Anyhow, here's my story:  When Milo was probably about a year and a half old we were playing with some friends in an indoor play area in a mall.  I was standing about a foot and a half away from him, but I was talking to a mom who was sitting several feet away from me, so I wasn't just looking straight at him, but back and forth between him and my friend.  I looked down at one point and saw what seemed to be a sweet little girl (I'm sure she was, mostly), 3 or possibly 4 yrs old, sweetly patting him on the head, looked up to my friend, and then when I looked down again, she had four of his fingers in her mouth and she was biting down as hard as she could, like with head shaking from exertion.  OMG!  I felt like I had been kicked in the stomach.  He was my first child and this was the first time anything *bad* had happened to him, and certainly the first time he'd been purposely hurt by another person.  I just reacted, did not think about it at all, and had I thought about it, I'm sure I would have behaved differently.  But I physically did *something* to that little girl.  I moved her with force, though I'm not sure if I pushed her or kind of threw her away from him.  And I swear, I think I roared.  There was probably only a 3 second period that I really was out of control but I truly don't remember what I actually did and the idea of that has always freaked me out (this was probably 5 1/2 years ago now).  The little girl wasn't hurt, thank goodness.  But I bet she was kinda stunned by it.  And, as a previous posted said, I think maybe it was a good thing to show that girl what my visceral reaction was.  My guess is that she had been told many times not to, and probably yelled at and punished and maybe even hit, over biting, but there was something very honest and immediate about my reaction that I'm sure she didn't miss.  My reaction wasn't punishing or mean or belittling of her, but it did make clear how her biting made me feel.  So who knows, maybe it gave her a reason not to keep biting or maybe it didn't.  But I think it was okay in the end. 
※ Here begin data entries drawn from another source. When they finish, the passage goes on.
PR #3009, opened 2024-02-12
Expose the flusher thread object to user in order to allow setting of thread name and thread affinity when needed

cohdan:
In our app there is a need to set the thread name and thread affinity for all spawned thread. In order to do so with the spdlog flusher thread, I had to expose the thread from the internal data structure  (periodic_worker) via the registery. I thought this might be worthy of a merge back into the main stream.

### DIFF
--- a/include/spdlog/details/periodic_worker.h
+++ b/include/spdlog/details/periodic_worker.h
@@ -38,6 +38,7 @@ public:
             }
         });
     }
+    std::thread *get_thread() { return &worker_thread_; }
     periodic_worker(const periodic_worker &) = delete;
     periodic_worker &operator=(const periodic_worker &) = delete;
     // stop the worker thread and join it
--- a/include/spdlog/details/periodic_worker.h
+++ b/include/spdlog/details/periodic_worker.h
@@ -38,7 +38,7 @@ public:
             }
         });
     }
-    std::thread *get_thread() { return &worker_thread_; }
+    std::thread &get_thread() { return worker_thread_; }
     periodic_worker(const periodic_worker &) = delete;
     periodic_worker &operator=(const periodic_worker &) = delete;
     // stop the worker thread and join it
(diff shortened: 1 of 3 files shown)


include/spdlog/details/periodic_worker.h
```diff
@@ -38,6 +38,7 @@ class SPDLOG_API periodic_worker {
             }
         });
     }
+    std::thread *get_thread() { return &worker_thread_; }
```
gabime: why not return reference like in the rest of this pr?

cohdan: Fair question :) 
To be honest I was just lazy to change some legacy APIs in my code. But that's not a good enough reason and indeed it makes no sense. I'll update the PR.

include/spdlog/spdlog-inl.h
```diff
@@ -89,4 +89,9 @@ SPDLOG_INLINE void apply_logger_env_levels(std::shared_ptr<logger> logger) {
     details::registry::instance().apply_logger_env_levels(std::move(logger));
 }
 
+SPDLOG_INLINE std::unique_ptr<spdlog::details::periodic_worker> &get_flusher()
+{
+    return details::registry::instance().get_flusher();
```
gabime: This change is not needed, as the registry can be accessed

The good news is...  I haven't done anything like that since.  It has not been a pattern, at all.  There was a post here somewhere where someone seemed to be assuming that you are just a screamer or something, like it's a habit and you reacted that way because yelling is your habit.  But I don't think that's what your reaction was about at all.  I am not generally a roarer, in fact I believe that was the only occasion in my life where I roared and I never push little kids around.  The whole thing felt so much more chemical than that -- like I had a hormonal response, not an "oh, I'm feeling b*tchy bc I'm a woman" kind of hormonal, but a good honest to goodness chemical reaction.  I suppose it was probably a good spurt of adrenaline that caused it.  And I bet that was the case for you.  I really don't think you should beat yourself up about it.  I was pretty horrified bc I actually touched the little girl, but the kid you're talking about is not going to be hurt by your yelling.  If anything, it could be helpful.  Why on earth would a five year old think he'd get away with that sort of behavior in front of the parents of the kid he was being mean to???  Crazy!  He may have needed a little dose of reality.